[Dataset entries]
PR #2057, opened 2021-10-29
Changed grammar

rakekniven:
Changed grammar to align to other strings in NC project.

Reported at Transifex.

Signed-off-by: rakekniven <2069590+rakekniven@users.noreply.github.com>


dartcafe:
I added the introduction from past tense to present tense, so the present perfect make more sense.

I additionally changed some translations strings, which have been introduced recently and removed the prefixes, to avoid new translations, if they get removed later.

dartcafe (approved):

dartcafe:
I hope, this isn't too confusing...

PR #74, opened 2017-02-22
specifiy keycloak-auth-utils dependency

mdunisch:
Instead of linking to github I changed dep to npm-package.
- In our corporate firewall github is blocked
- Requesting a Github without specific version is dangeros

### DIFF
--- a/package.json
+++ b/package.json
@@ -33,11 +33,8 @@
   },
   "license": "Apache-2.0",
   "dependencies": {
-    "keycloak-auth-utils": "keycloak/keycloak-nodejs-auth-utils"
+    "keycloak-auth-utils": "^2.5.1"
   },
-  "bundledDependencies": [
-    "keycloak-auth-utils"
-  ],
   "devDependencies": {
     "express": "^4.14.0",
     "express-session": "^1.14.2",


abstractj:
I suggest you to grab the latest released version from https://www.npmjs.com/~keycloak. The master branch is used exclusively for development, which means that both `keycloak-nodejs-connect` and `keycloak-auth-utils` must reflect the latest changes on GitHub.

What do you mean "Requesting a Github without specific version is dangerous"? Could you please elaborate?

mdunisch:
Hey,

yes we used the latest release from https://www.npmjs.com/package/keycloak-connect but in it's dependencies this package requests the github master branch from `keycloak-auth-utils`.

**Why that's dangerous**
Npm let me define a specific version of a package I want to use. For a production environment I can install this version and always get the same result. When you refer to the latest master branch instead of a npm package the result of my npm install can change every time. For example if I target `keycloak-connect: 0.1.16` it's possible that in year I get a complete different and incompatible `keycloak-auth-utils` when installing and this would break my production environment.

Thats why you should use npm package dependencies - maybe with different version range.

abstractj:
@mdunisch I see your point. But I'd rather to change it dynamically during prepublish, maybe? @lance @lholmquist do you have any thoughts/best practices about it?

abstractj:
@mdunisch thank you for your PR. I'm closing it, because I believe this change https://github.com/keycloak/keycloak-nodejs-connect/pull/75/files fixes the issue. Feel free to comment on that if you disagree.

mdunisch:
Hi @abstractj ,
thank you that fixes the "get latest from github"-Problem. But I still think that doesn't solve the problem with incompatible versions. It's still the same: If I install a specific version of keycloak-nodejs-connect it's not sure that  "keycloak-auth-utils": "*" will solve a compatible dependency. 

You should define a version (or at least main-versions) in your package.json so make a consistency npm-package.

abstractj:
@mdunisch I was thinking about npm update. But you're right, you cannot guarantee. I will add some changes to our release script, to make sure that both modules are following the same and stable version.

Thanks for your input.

...

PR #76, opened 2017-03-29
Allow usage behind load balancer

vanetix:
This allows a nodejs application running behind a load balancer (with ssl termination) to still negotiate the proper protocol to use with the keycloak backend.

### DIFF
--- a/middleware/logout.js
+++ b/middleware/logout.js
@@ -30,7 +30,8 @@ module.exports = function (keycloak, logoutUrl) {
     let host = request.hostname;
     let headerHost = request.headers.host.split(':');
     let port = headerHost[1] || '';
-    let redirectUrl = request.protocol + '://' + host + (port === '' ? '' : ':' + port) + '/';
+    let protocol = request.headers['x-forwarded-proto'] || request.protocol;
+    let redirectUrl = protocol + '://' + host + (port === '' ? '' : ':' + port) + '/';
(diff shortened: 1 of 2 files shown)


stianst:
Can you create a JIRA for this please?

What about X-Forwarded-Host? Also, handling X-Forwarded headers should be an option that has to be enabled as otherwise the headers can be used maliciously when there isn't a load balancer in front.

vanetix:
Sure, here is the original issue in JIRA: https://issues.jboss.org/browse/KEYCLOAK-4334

Task details: Copy every line from the data that includes the string "your".

Response box:
@mdunisch I see your point. But I'd rather to change it dynamically during prepublish, maybe? @lance @lholmquist do you have any thoughts/best practices about it?
@mdunisch thank you for your PR. I'm closing it, because I believe this change https://github.com/keycloak/keycloak-nodejs-connect/pull/75/files fixes the issue. Feel free to comment on that if you disagree.
You should define a version (or at least main-versions) in your package.json so make a consistency npm-package.
Thanks for your input.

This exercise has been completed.